The provision noted that proposed taxation will be intended for “reasonable capital and recurrent costs of providing service,” “efficiency of service,” “incentives for enhancement of efficiency,” “equity considerations,” and “administrative simplicity.”

Meanwhile, tax provisions on the disaster resilience department seek to include the Customs Modernization and Tariff Act (CMTA), together with the prevailing provisions of the General Appropriations Act covering national internal revenue taxes and import duties of national and local government agencies.

The same measure amends Section 54 which seeks the grant of tax credits or tax exemptions by the Bureau of Internal Revenue upon the recommendation of the President or the department.

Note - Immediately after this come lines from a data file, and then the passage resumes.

PR #2556, opened 2021-03-03
Separate "production" and "testing" mode

Amxx:
Using the MODE=PROD envvar will not compile the mocks, and enable optimisations. Mocks are now longer part of the 'contract' folder.

#### PR Checklist
- [x] Tests
- [ ] Documentation
- [ ] Changelog entry


hardhat.config.js
```diff
@@ -11,16 +11,20 @@ for (const f of fs.readdirSync(path.join(__dirname, 'hardhat'))) {
 }
 
 const enableGasReport = !!process.env.ENABLE_GAS_REPORT;
+const enableProduction = process.env.MODE === 'PROD';
```
frangio, line 14:
```suggestion
const enableProduction = process.env.COMPILE_MODE === 'production';
```

Rationale: Using the value `'production'` which is very common with stuff like Webpack. They use the variable `NODE_ENV` but I don't think that's very accurate for this case. I changed to `COMPILE_MODE` to be a little more specific.

hardhat.config.js
```diff
@@ -11,16 +11,20 @@ for (const f of fs.readdirSync(path.join(__dirname, 'hardhat'))) {
...
 const enableGasReport = !!process.env.ENABLE_GAS_REPORT;
+const enableProduction = process.env.COMPILE_MODE === 'production';
 
 /**
  * @type import('hardhat/config').HardhatUserConfig
  */
 module.exports = {
+  paths: {
+    sources: enableProduction ? 'contracts' : 'test/mocks',
+  },
```
frangio, line 22: @cgewecke We tried to do this to remove `mocks` from our `contracts` directory, but as a consequence solidity-would only measure coverage in the mocks directory and ignoring the `contracts` directory.

I assume this is the same mechanism to avoid measuring coverage of dependencies in `node_modules`. Is there any way that we could make this setup work?

frangio:
Closing since this setup is incompatible with coverage.

PR #2557, opened 2021-03-03
Enable optimizations when publishing package

Amxx:
Enable solidity optimisations through COMPILE_MODE=production.

#### PR Checklist
- [x] Tests
- [ ] Documentation
- [ ] Changelog entry


frangio (approved):
Thanks! I think this will work.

Section 67, on the other hand, grants exemption from taxes and import duties to “encourage members of the private sector to render aid or provide disaster assistance and/or to invest in disaster resilience and climate change adaptation measures for their residence, communities or businesses.”

Local government units may also implement tax rules which would grant disaster victims reasonable reduction, exemption, or deferment of local taxes or other types of tax assessments.

The panel also recommended that the DDR consult the Board of Investments under the Department of Trade and Industry which formulates the Investments Priorities Plan (IPP) to list areas for investments eligible for tax incentives.

Over 35 House bills on the DWR were consolidated last November 12 by the joint panel of the Committee on Government Reorganization and the Committee on Public Works and Highways.

The DWR shall be the primary national agency to implement Presidential Decree 1067, otherwise known as the Water Code of the Philippines and Republic Act 9275 or the Philippine Clean Water Act of 2004.

The agency will be tasked with implementing a comprehensive water program for the Philippines through policy and resource reforms, ownership and utilization of water resources, construction of water resource projects such as flood control, drainage, dams and management of the waste water system.

Metro Manila Waterworks and Sewerage System, Local Water Utilities Administration, Laguna Lake Development Authority, Pasig River Rehabilitation Commission and National Irrigation Administration will all serve as attached agencies to the DWR.

Meanwhile, at least 20 committee members voted in favor of the unnumbered bill on the creation of DDR last November 20.

The proposed agency will be responsible for leading, managing, and organizing “national efforts to prevent and reduce disaster risks; prepare for and respond to disasters; and recover, rehabilitate and build forward better after the destruction.”

A proposed fund scheme under the DDR raises that only 20 percent of resources will be used for quick response, while the remaining 80 percent will be allotted for climate change adaptation, disaster risk and vulnerability reduction, disaster preparedness, recovery, rehabilitation and anticipatory adaptation.

The DDR will also have a “joint operational supervision” over four major agencies: the Philippines Atmospheric Geophysical and Astronomical Services Administration, the Philippine Institute of Volcanology and Seismology, the Geo-Hazard Assessment and Engineering Geology Section of the Mines and Geosciences Bureau, and the Bureau of Fire Protection.